Гарри после школы пошел работать на ферму, взяли его по рекомендации его "деда", который продолжал работать на этой ферме еще долго после того, как Гарри оставил ее, чтобы заняться журналистикой. В конце концов уволили и старика - когда ему было хорошо за восемьдесят. Джон тяжело воспринял свою отставку. Однако, как и всегда в своей трудной, суровой жизни, смирился с неизбежным. Оказалось, что можно подстригать живые изгороди у ближайших соседей. Он выработал собственное расписание: сам готовил, сам делал покупки; в определенные дни то кружка пива за обедом, то стаканчик виски вечером; и воскресный обед у Джозефа и Бетти.

Но больше всего в конце своей длиннущей жизни, на протяжении которой судьба забрасывала его и в котлованы, и в шахты, прорытые под морским дном, копать уголь в условиях, знакомых еще рабам в Риме, и на фермы, пахать землю на лошадях, самому работая, как лошадь, и затем на первую мировую войну, где его использовали с тем безразличием, с каким испокон веков используется пехота, и снова домой, куда он вернулся героем и где его ждали новые испытания: смерть первой жены и крах семьи, смерть любимого сына; еще беды, еще работа, еще безработица и так, пока приливной волной середины столетия его не прибило к порогу достатка; больше всего в конце своей жизни Джон полюбил то, что раньше воспринимал как неизбежность, - ходить пешком. Он гулял по берегу Уизы, мысленно отмечая те места, где могла прятаться форель; он гулял по нескольким сохранившимся еще аллейкам в центре обезличенного и осовремененного Тэрстона; он шел в парк посмотреть, как дети качаются на качелях. Однажды, незадолго до своего девяностолетия, он отправился в деревню, где когда-то родился. До нее было три мили. Он отправился, никому ничего не сказав. Но кто-то из тэрстонцев увидел его, предложил подвезти на своей машине, получил нелюбезный отказ и раззвонил по городу о заслуживающем внимания инциденте. Внимания он заслуживал потому, что к имени Джона все чаще прибавляли эпитет "старый" (мужчины не так часто доживают до девяноста лет), а еще потому, что, по словам автомобилиста, "сразу было видно, что он на ногах еле держится от усталости, вконец измотан, пальцем ткни - рассыплется, а вот поди ж ты, не захотел старикан сесть в машину, ответил: "Нет, спасибо!" - прямо как отшил. "Нет, спасибо!" - и весь разговор!" Джон ходил взглянуть на коттедж, в котором впервые увидел свет.

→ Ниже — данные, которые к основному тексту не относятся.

Issue #515, opened 2019-08-19
New auth method to hit a local agent listener


semrov:
Add additional authentication method that will support passing authentication to Vault Agent. In this case you specify a **listener** in Agent’s configuration file and set **use_auto_auth_token** to **true**  (see [Vault Agent Caching](https://www.vaultproject.io/docs/agent/caching/index.html) for details, or [practical example](https://www.katacoda.com/hashicorp/scenarios/vault-agent) – step 3). This will allow fetching secrets without specifying authentication data, since Agent will handle it.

Коттедж был покрашен, усовершенствован и отделан в соответствии со вкусами супружеской пары, проживавшей в нем. Оба были зубные врачи, занимались практикой в Карлайле и ежедневно ездили туда из деревни. "Черт те что из него сотворили!" - одобрительно сказал он. Прошел мимо коттеджа в одну сторону и вернулся, но останавливаться и глазеть на него не стал, чтобы не мозолить людям глаза и не возбуждать подозрений.

Его тучный отец, никогда не снимавший шляпы, вечно покрикивающий на мать - такую далекую теперь: непокорный локон на лбу, голубые, как лесные колокольчики, глаза, узенькое лицо, быстрая застенчивая улыбка, покрасневшие суставы пальцев… его многочисленные братья и сестры… вон там, у ручья, они всегда играли… на месте, где стоит новенький гараж на две машины, был фруктовый сад… и лавки ни одной не осталось, как и кузницы, где он начал свою трудовую жизнь… а Эмили, его первая жена, - он так и не смог найти дом, где она жила до замужества… Слишком много воспоминаний, думал он, слишком их много накопилось в памяти. Как в них разберешься?

Это было прошлой весной.

Гарри боготворил старика и идеализировал его. Когда Джон был молчалив, как сейчас, он не лез к нему с разговорами, понимал, что тому хочется некоторое время помолчать; даже просто смотреть на Джона ему было приятно: невысокий, сухонький, все еще с копной волос на голове, правда несколько поредевших, с неожиданно яркими голубыми глазами на потемневшем лике. Джон сидел, низко опустив голову, и тщательней обычного занимался починкой. Ботинки денег стоят, подумал Гарри, одобряя его усердие, их беречь нужно.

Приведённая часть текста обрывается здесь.